Die hochfavorisierten Gäste übernahmen im mit 5.037 Zuschauern gefüllten Friedensstadion mit dem Anpfiff erwartungsgemäß das Kommando. Im Spiel des Jahres waren die Gastgeber vor allem um eine sichere Defensive bemüht. Vom vermeintlichen Vater-Sohn-Duell gab es in den Anfangsminuten jedoch nichts zu sehen. Stattdessen entwickelte sich ein Duell zwischen Freiburgs Florian Niederlechner und Germania-Schlussmann Paul Büchel. So tauchte der Breisgauer immer wieder auf der linken Abwehrseite der Halberstädter auf und scheiterte gleich dreimal (6./13./16.) am glänzend reagierenden Büchel. Auch in der 30. Minute, als Niederlechner den Ball scharf in den Strafraum brachte und Christian Günter abzog, war Büchel auf dem Posten.

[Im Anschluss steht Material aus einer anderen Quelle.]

PR #315, opened 2025-11-25
Implementing simplified Betts Miller convection

AndrewILWilliams:
## Describe your changes
WORK IN PROGRESS, nothing runs yet (thanks Claude).

Blows up after ≈ 10 hrs, generating 200% RH after a few hours in lower levels

## Issue ticket number and link
Linked to #314 

## Checklist before requesting a review
- [ ] I have performed a self-review of my code
- [ ] My code follows the style guidelines of this project
- [ ] I have commented my code, particularly in hard-to-understand areas
- [ ] I have made corresponding changes to the documentation
- [ ] I have added tests that prove my fix is effective or that my feature works
- [ ] New and existing unit tests pass locally with my changes

PR #508, opened 2026-06-09
feat(convection): Betts-Miller convective adjustment (Isca port, all 3 flavors) — closes #314

### LINKED ISSUE #314: simplified Betts-Miller convection scheme
As with most of SPEEDY's physical parameterizations, the convection scheme is 'hard-coded' to 8 vertical levels (you _can_ run with more, but it would not make much sense). In the idealized AGCM community, a standard 'simple convection scheme' which is flexible and somewhat physically-based is [Dargan Frierson's 2007 'Simplified Betts-Miller' scheme](https://journals.ametsoc.org/view/journals/atsc/64/6/jas3935.1.xml). 

Both [Isca](https://github.com/ExeClim/Isca/blob/master/src/atmos_param/qe_moist_convection/qe_moist_convection.F90) and [SpeedyWeather.jl](https://github.com/SpeedyWeather/SpeedyWeather.jl/blob/main/src/physics/convection.jl) implement this scheme. 

It's simpler than ECHAM6's convection scheme, but represents a useful stepping stone between that and SPEEDY.

duncanwp:
## Summary

Implements the **Betts-Miller / Frierson (2007) Simplified Betts-Miller** convective-adjustment scheme as a composable `PhysicsTerm`, ported fresh from Isca's [`betts_miller.f90`](https://github.com/ExeClim/Isca/blob/master/src/atmos_param/betts_miller/betts_miller.f90). Closes #314.

This supersedes the stale WIP #315 — a single-flavor SpeedyWeather.jl port on the pre-composable API (`jcm.geometry.Geometry`, `speedy_physics.py`) that never ran (it blew up to ~200% RH). Given the API drift and the broken state, I started fresh from the authoritative Fortran and matched the current term API; the new scheme's stability test directly guards that old failure mode.

## Design: one term, three flavors via a config field

All three Isca "flavors" share the entire deep precipitating core — parcel-ascent CAPE → moist-adiabatic `Tref` and `rhbm·qsat` `qref` → relaxation over `tau_bm` → energy-consistency correction — and differ **only** in how a column that would dry net-negative is handled. So they're one `BettsMillerConvection` term selected by a static config field (`params.shallow`), as discussed:

| `ShallowScheme` | Isca flag | behaviour |
|---|---|---|
| `SIMP` (default) | `do_simp` | Frierson 2007: shorten a relaxation timescale to keep precip ≥ 0, energy-consistent |
| `SHALLOWER` | `do_shallower` | raise the cloud top until column precip ≥ 0, trim the boundary layer |
| `CHANGEQREF` | `do_changeqref` | scale `qref`/`Tref` to force precip = 0 |
| `NONE` | (all flags off) | suppress when the deep adjustment would dry the column |

plus the `do_envsat` (reference RH wrt environment vs. parcel) and `do_taucape` (`tau ∝ CAPE^-1/2`) modifiers.

## What's here

- **`betts_miller.py`** — column physics: a `lax.scan` parcel ascent (dry→moist adiabat, CAPE/CIN, cloud-top index), reference profiles, the deep relaxation with the `precip`/`precip_t` energy match, and the three shallow branches; `vmap`-ed over the grid. Vectorized, jittable, **differentiable**; works on sigma or hybrid grids at any number of levels. Constants read via attribute access from `jcm.constants` (honours `set_constants`).
- **`params.py`** — static `BettsMillerParameters` (Isca `betts_miller_nml` defaults: `tau_bm=7200 s`, `rhbm=0.8`, `do_simp`). Flavor/modifier flags are static because they select genuinely different code paths.
- **`betts_miller_terms.py`** — `BettsMillerConvection` PhysicsTerm (`category="convection"`): builds `p_half = a + b·ps`, converts g/kg↔kg/kg, emits a `betts_miller_precip` diagnostic.

## Verification (`betts_miller_test.py`, 9 tests, all pass)

- No-CAPE column → zero tendencies.
- Moist unstable column → positive precip, warming + drying, and **energy consistency** (`precip_from_q == precip_from_T`).
- Every flavor × `do_envsat` × `do_taucape` across deep and shallow columns → finite, `precip ≥ 0`.
- Shallow flavors → non-precipitating and **conserve column moisture**.
- **Stability: 200-step column integration keeps RH < 1.05** (the #315 blow-up was ~200%) and temperatures physical.
- Vectorized driver matches the single-column routine; **gradients are finite**; the PhysicsTerm runs end-to-end on a grid.

## Usage

```python
from jcm.physics.convection.betts_miller import (
    BettsMillerConvection, BettsMillerParameters, ShallowScheme)

physics = ComposablePhysics(terms=[
    ...,
    BettsMillerConvection(BettsMillerParameters(
        shallow=ShallowScheme.SHALLOWER, do_envsat=True)),
])
```

## Notes / follow-ups

- Worked in SI specific humidity (Frierson 2007 / SpeedyWeather.jl convention, which the issue cites); Isca's mixing-ratio form differs only at second order, negligible for this idealized adjustment.
- A full multi-day aquaplanet integration with BM swapped in for SPEEDY/ECHAM convection would be a good follow-up validation, but is beyond a unit-test PR.

### DIFF
--- a/jcm/physics/convection/betts_miller/betts_miller.py
+++ b/jcm/physics/convection/betts_miller/betts_miller.py
@@ -18,16 +18,17 @@ Conventions
 * Physical constants are read by attribute access from :mod:`jcm.constants` so a
   ``set_constants`` override is honoured.
 
-The per-column routine :func:`betts_miller_column` is ``vmap``-ed over the
-horizontal grid by :func:`betts_miller_tendencies`; the flavor (``params.shallow``)
-and modifiers are *static* and resolved by Python branching at trace time.
+The routines are *broadcasting-native*: the vertical level is axis 0 and any
+trailing axes are horizontal and broadcast numpy-style, so the identical code
+runs on a single ``(kx,)`` column, a ``(kx, ncols)`` vectorized block, or a
+whole ``(kx, ix, il)`` grid — no ``vmap`` or reshaping, and no awareness of how
+the host arranges the horizontal dimension. The flavor (``params.shallow``) and
+modifiers are *static* and resolved by Python branching at trace time.
 """
 
 from __future__ import annotations
 
-import jax
 import jax.numpy as jnp
-import numpy as np
 from jax import lax
 
 import jcm.constants as c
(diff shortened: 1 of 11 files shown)


jcm/physics/convection/betts_miller/betts_miller.py
```diff
@@ -0,0 +1,366 @@
...
+from jax import lax
+
+import jcm.constants as c
+from jcm.physics.convection import saturation as _saturation
+from jcm.physics.convection.betts_miller.params import (
+    BettsMillerParameters,
+    ShallowScheme,
+)
+
+_T_FLOOR = 173.16  # K — below this the parcel ascent is presumed CAPE-free (Isca).
```
duncanwp: Put this in BettsMillerParameters - it's definitely tunable

jcm/physics/convection/betts_miller/betts_miller.py
```diff
@@ -0,0 +1,366 @@
...
+    All inputs are 1-D column profiles ordered top (0) -> surface (kx-1).
+
+    Returns:
+        tp: parcel temperature [K], (kx,)
+        cloud: bool mask, True on levels from the level of zero buoyancy down to
+            the surface (the layers the deep adjustment relaxes), (kx,)
+        cape: convective available potential energy [J/kg], scalar
+
+    """
+    kappa, hlv, cp, rv, rd = c.akap, c.alhc, c.cpd, c.rv, c.rd
```
duncanwp: Don't do this - just use our variables. This makes it harder to track the actual values used when skimming code

jcm/physics/convection/betts_miller/betts_miller.py
```diff
@@ -0,0 +1,366 @@
...
+    pstar = c.p0
```
duncanwp: Ditto

jcm/physics/convection/betts_miller/betts_miller.py
```diff
@@ -0,0 +1,366 @@
...
+        phalf: half-level pressure [Pa], (kx+1,).
+        dt: timestep [s].
+        params: static :class:`BettsMillerParameters`.
+
+    Returns:
+        (tdel, qdel, precip): temperature & humidity increments over ``dt``
+        [(kx,), (kx,)] and column precipitation [kg/m^2], scalar.
+
+    """
+    hlv, cp, grav = c.alhc, c.cpd, c.grav
```
duncanwp: Don't rename variables

jcm/physics/convection/betts_miller/params.py
```diff
@@ -0,0 +1,72 @@
...
+    #: Scale the reference humidity (and temperature) profiles so the
+    #: column-integrated precip is exactly zero (Isca ``do_changeqref``).
+    CHANGEQREF = "changeqref"
+    #: No shallow scheme: zero the tendencies when the deep adjustment would dry
+    #: the column (Isca with all shallow flags false).
+    NONE = "none"
+
+
+@dataclass(frozen=True)
+class BettsMillerParameters:
```
duncanwp, line 48: No, these need to be pytrees like all the other Physics parameters so we can calculate gradients with respect to them

jcm/physics/convection/saturation.py
duncanwp, line 1: Good. Let's add some tests around this though (or move the relevant Tiedke/Betts tests)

Petersen bringt Freiburg in Front

Vier Minuten später hatte der Germania-Keeper aber das Nachsehen: Nach einer Kopfballablage von Niederlechner kam die Kugel zu Nils Petersen, der per Drehschuss aus Nahdistanz zur Freiburger Führung einnetzte. Es war seine erste Chance im Spiel. Auch im Anschluss blieben die Gäste am Drücker.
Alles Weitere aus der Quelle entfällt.